After suffering a brainstem stroke in 2005, Ann Johnson lost her ability to speak and move, developing locked-in syndrome. For nearly two decades, she communicated mainly through an eye-tracking system that allowed her to spell out words on a computer screen at a slow pace.

Johnson’s situation changed when she joined a clinical trial led by researchers from the University of California, Berkeley and the University of California, San Francisco. The team aimed to restore communication for people who have lost their ability to speak using a brain-computer interface. This technology reads signals from the part of the brain responsible for speech and translates them into spoken words or text.

Gopala Anumanchipalli, now an assistant professor at UC Berkeley, began this research with neurosurgeon Edward Chang at UCSF in 2015. "We were able to get a good sense of the part of the brain that is actually responsible for speech production," said Anumanchipalli.

The researchers developed a neuroprosthesis that detects when someone is making an effort to speak and then uses artificial intelligence models to translate those brain signals into speech or facial animation.

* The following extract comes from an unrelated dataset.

PR #272, opened 2025-02-21
fix: IP ranges cannot detect changes

tobiasdemendonca:
## Description of changes

Adds IP range fields to IP range read function. This fixes https://github.com/canonical/terraform-provider-maas/issues/243, where Terraform wasn't keeping track of changes to the start or end IP addresses of existing IP ranges.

Kaylo Littlejohn, a Ph.D. student at UC Berkeley and co-lead on the study, trained these AI models as part of his work with the Berkeley Speech Group in the Berkeley AI Research Lab.

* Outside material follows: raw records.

PR #274, opened 2025-02-25
feat: Add boot resource operations

SK1Y101:
## Description of changes

Extends the `maas_boot_source_selection` resource so that after the selection is applied, Terraform is requesting an import and is expecting it to finish. By doing so, the existence of `maas_boot_source_selection` guarantees the availability of the images related to the selection

Resolves: #128 

## Checklist


maas/resource_maas_boot_resource.go
```diff
@@ -0,0 +1,174 @@
...
+			},
+		},
+	}
+}
+
+func resourceBootResourcesCreate(ctx context.Context, d *schema.ResourceData, meta interface{}) diag.Diagnostics {
+	client := meta.(*ClientConfig).Client
+
+	for isImporting(client) {
+		time.Sleep(5 * time.Second)
```
skatsaounis, line 44: let's convert this and any other sleep to `retry.StateChangeConf` and `stateConf.WaitForStateContext`. We already have an example at the `func waitForMachineStatus`

maas/provider.go
```diff
@@ -52,6 +52,7 @@ func Provider() *schema.Provider {
 			},
 		},
 		ResourcesMap: map[string]*schema.Resource{
+			"maas_boot_resource":              resourceMAASBootResources(),
```
skatsaounis, line 55:
```suggestion
			"maas_boot_resources":              resourceMAASBootResources(),
```

maas/resource_maas_boot_resource.go
```diff
@@ -0,0 +1,174 @@
...
+	}
+
+	for _, bootselection := range bootselections {
+		bootselection, err := getBootSourceSelection(client, d.Get("boot_source").(int), bootselection.(int))
+		if err != nil {
+			return diag.FromErr(err)
+		}
+		// check the selection has it's resource created
+		if _, exists := resourceMap[fmt.Sprintf("%s/%s", bootselection.OS, bootselection.Release)]; !exists {
+			return diag.Errorf("Boot Resource missing for %s/%s", bootselection.OS, bootselection.Release)
```
skatsaounis, line 68: Should we re-trigger import and wait? Maybe not.

maas/resource_maas_boot_resource.go
```diff
@@ -0,0 +1,174 @@
...
+		}
+	}
+
+	return nil
```
skatsaounis, line 72: what about running read here?

skatsaounis: Or what about using the same function for both read and update? (that is calling read in the end)

maas/resource_maas_boot_resource.go
SK1Y101: I think it's enough to tell the user there was an issue, and they can modify the plan and trigger an import

maas/resource_maas_boot_resource.go
```diff
@@ -0,0 +1,174 @@
...
+	client := meta.(*ClientConfig).Client
+
+	for isImporting(client) {
+		time.Sleep(5 * time.Second)
+	}
+
+	return resourceBootResourcesRead(ctx, d, meta)
+}
+
+func resourceBootResourcesDelete(ctx context.Context, d *schema.ResourceData, meta interface{}) diag.Diagnostics {
```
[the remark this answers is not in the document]
SK1Y101: sorry, out of the loop, wdym?

maas/resource_maas_boot_source_selection.go
```diff
@@ -143,12 +171,21 @@ func resourceBootSourceSelectionUpdate(ctx context.Context, d *schema.ResourceDa
...
+		return diag.FromErr(err)
+	}
+
 	return resourceBootSourceSelectionRead(ctx, d, meta)
 }
 
 func resourceBootSourceSelectionDelete(ctx context.Context, d *schema.ResourceData, meta interface{}) diag.Diagnostics {
 	client := meta.(*ClientConfig).Client
 
+	err := awaitImportComplete(client)
```
skatsaounis, line 184: I think that this import is not needed here. Instead, we may have to run it after deleting the selection so that MAAS can clear the boot resources of this selection.

maas/data_source_maas_boot_resource_test.go
```diff
@@ -0,0 +1,173 @@
...
+	os      = maas_boot_source_selection.test.os
+	release = maas_boot_source_selection.test.release
+}
+`, testAccMAASBootSourceSelection(os, release, arches, subarches, labels))
+}
+
+func testAccCheckDataSourceMaasBootResourcesDestroy(s *terraform.State) error {
+	// retrieve the connection established in Provider configuration
+	conn := testutils.TestAccProvider.Meta().(*maas.ClientConfig).Client
+	if err := awaitImportComplete(conn); err != nil {
```
skatsaounis, line 72: If everything works as expected, when we enter this function, the import has finished. We should remove this awaitImportComplete to avoid hiding issues with the implementation.

maas/resource_maas_boot_resource.go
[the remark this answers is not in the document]
skatsaounis: never mind, I am not sure either about my initial idea after all the changes. I am resolving it for now.

examples/resources/maas_boot_resources/resource.tf
```diff
@@ -0,0 +1,26 @@
...
+}
+
+resource "maas_boot_resources" "test" {
+  boot_source = maas_boot_source.test_boot_source.id
+
+  boot_source_selections = [
+    maas_boot_source_selection.jammy_test.id,
+    maas_boot_source_selection.noble_test.id,
+  ]
+}
```
skatsaounis, line 26: nit: let's add a new line before the EOF.

maas/data_source_maas_boot_resource.go
```diff
@@ -0,0 +1,108 @@
...
+							Type:        schema.TypeString,
+							Computed:    true,
+							Description: "The name of this resource.",
+						},
+						"subarches": {
+							Type:        schema.TypeString,
+							Computed:    true,
+							Description: "The subarches for this resource.",
+						},
+						"type": {
```
skatsaounis, line 43: Type can be either synced or uploaded (custom). Since we only care for synced, what about not keeping track of it with Terraform at all? This one requires changes to couple of places (docs included) but it can simplify the resources. In case we want to also support custom, we need to keep it but update our logic. I favor the synced only option but it's up to you

maas/data_source_maas_boot_resource_test.go
```diff
@@ -0,0 +1,144 @@
...
+		},
+	})
+}
+
+func testAccDataSourceMaasBootResources(os string, release string, arches []string, subarches []string, labels []string) string {
+	return fmt.Sprintf(`
+%s
+
+data "maas_boot_resources" "test" {
+	os      = maas_boot_source_selection.test.os
```
skatsaounis, line 60: nit: what about using 2 spaces for tabs?

maas/data_source_maas_boot_resource_test.go
```diff
@@ -0,0 +1,144 @@
...
+				return fmt.Errorf("boot source selection (%s) was unexpectedly found on deleted resource", this_name)
+			}
+		}
+		return nil
+	}
+
+	return nil
+}
+
+func findBootSourceSelection(client *client.Client, boot_source int, os string, release string) (*entity.BootSourceSelection, error) {
```
skatsaounis, line 133: what about moving this to `resource_maas_boot_resource.go` like we do with others?

maas/data_source_maas_boot_source_selection.go
```diff
@@ -56,6 +56,11 @@ func dataSourceMaasBootSourceSelection() *schema.Resource {
 func dataSourceMaasBootSourceSelectionRead(ctx context.Context, d *schema.ResourceData, meta interface{}) diag.Diagnostics {
 	client := meta.(*ClientConfig).Client
 
+	err := awaitImportComplete(client)
```
skatsaounis, line 59: is there a reason to wait for the import to be completed? the selections are available instantly. In addition, if the Terraform practitioner wants to ensure that the boot resources are available, they have to use the dedicated data_source or resource for them.

maas/resource_maas_boot_resource.go
```diff
@@ -0,0 +1,330 @@
...
+func ResourceMaasBootResources() *schema.Resource {
+	return &schema.Resource{
+		Description:   "Provides a resource to manage MAAS bootresources.",
+		CreateContext: resourceBootResourcesCreate,
+		ReadContext:   resourceBootResourcesRead,
+		UpdateContext: resourceBootResourcesUpdate,
+		DeleteContext: resourceBootResourcesDelete,
+
+		Schema: map[string]*schema.Schema{
+			"boot_source": {
```
skatsaounis, line 26: Question: Since we want to hide the fact that we can have many boot_sources in the database, what is the benefit for exposing it here? How can this be useful for the Terraform practitioner?

maas/resource_maas_boot_resource.go
```diff
@@ -0,0 +1,330 @@
...
+	d.SetId(fmt.Sprintf("%v", bootsource.ID))
+
+	var selectionSet []int
+	for _, bootselection := range bootselections {
+		bootselection, err := getBootSourceSelection(client, bootsource.ID, bootselection.(int))
+		if err != nil {
+			return diag.Errorf("error fetching boot selection %v: %s", bootselection, err)
+		}
+
+		// check the selection has it's resource created
```
skatsaounis, line 77: nit:
```suggestion
		// check the selection has its resource created
```

maas/resource_maas_boot_resource.go
```diff
@@ -0,0 +1,330 @@
...
+		return diag.Errorf("error fetching synced boot resources: %v", err)
+	}
+	resourceMap := make(map[string]struct{})
+	for _, res := range resources {
+		resourceMap[res.Name] = struct{}{}
+	}
+
+	bootselections := d.Get("boot_source_selections").(*schema.Set).List()
+
+	if len(bootselections) == 0 {
```
skatsaounis, line 60: let's also check for unique ids?

maas/resource_maas_boot_resource.go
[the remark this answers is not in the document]
skatsaounis: Ok I remember now. In the Terraform delete, we should do nothing on MAAS. Remember that we use the `maas_boot_resources` resource to make sure that the import is done or not. The deletion of boot source selections is not part of this. It can happen with `maas_boot_source_selection` if done by Terraform, or by the user outside of Terraform. So it has to be a noop here. `d.SetId("")` only or something similar.

maas/resource_maas_boot_resource.go
```diff
@@ -0,0 +1,330 @@
...
+			return diag.Errorf("error fetching boot selection %v: %s", bootselection, err)
+		}
+
+		// check the selection has it's resource created
+		if _, exists := resourceMap[fmt.Sprintf("%s/%s", bootselection.OS, bootselection.Release)]; !exists {
+			return diag.Errorf("Boot Resource missing for %s/%s", bootselection.OS, bootselection.Release)
+		}
+		selectionSet = append(selectionSet, bootselection.ID)
+	}
+	if err := d.Set("boot_source_selections", unique(selectionSet)); err != nil {
```
skatsaounis, line 83: if unique is ensured by validating user's input, then this unique converter is not needed.

maas/data_source_maas_boot_resource.go
```diff
@@ -0,0 +1,108 @@
+package maas
```
skatsaounis, line 1: name of the file should change to plural

maas/data_source_maas_boot_resource_test.go
```diff
@@ -0,0 +1,144 @@
+package maas_test
```
skatsaounis, line 1: name of the file should change to plural

maas/resource_maas_boot_resource.go
```diff
@@ -0,0 +1,330 @@
+package maas
```
skatsaounis, line 1: name of the file should change to plural

maas/resource_maas_boot_resource_test.go
```diff
@@ -0,0 +1,191 @@
+package maas_test
```
skatsaounis, line 1: name of the file should change to plural

maas/resource_maas_boot_resource_test.go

"She can’t, because she has paralysis, but those signals are still being invoked from her brain, and the neural recording device is sensing those signals," said Littlejohn. "Just like how Siri translates your voice to text, this AI model translates the brain activity into the text or the audio or the facial animation."

The system does not read random thoughts; it only works when users intentionally try to say something. "We didn’t want to read her mind," said Anumanchipalli. "We really wanted to give her the agency to do this."

Initially, there was an eight-second delay between Johnson's attempt to communicate and hearing synthesized speech due to technical limitations in processing full sentences before generating output. However, new research published by the team in March reduced this delay significantly by switching from sequence-to-sequence architecture to streaming architecture. Now, translation happens almost in real time with about a one-second delay.

Anumanchipalli sees further development ahead: "It’s not something that we have off-the-shelf models that we can use now," he said. "So development must happen in the science, in the technology, in the clinical translation, as well — all of them together to make this happen."

Johnson had her implant removed for unrelated reasons but continues providing feedback via email using her current assistive technology. She expressed satisfaction with hearing her own voice again through streaming synthesis and hopes future devices will be wireless—a feature researchers are pursuing.

Looking ahead, Anumanchipalli envisions broader accessibility: "We need to be able to have neuroprostheses be plug-and-play so that it becomes a standard of care … That’s where we need to be."

Johnson aspires eventually to work as a counselor using such technology: “I want patients there to see me and know their lives are not over now,” she wrote for UCSF reporters. “I want to show them that disabilities don’t need to stop us or slow us down.”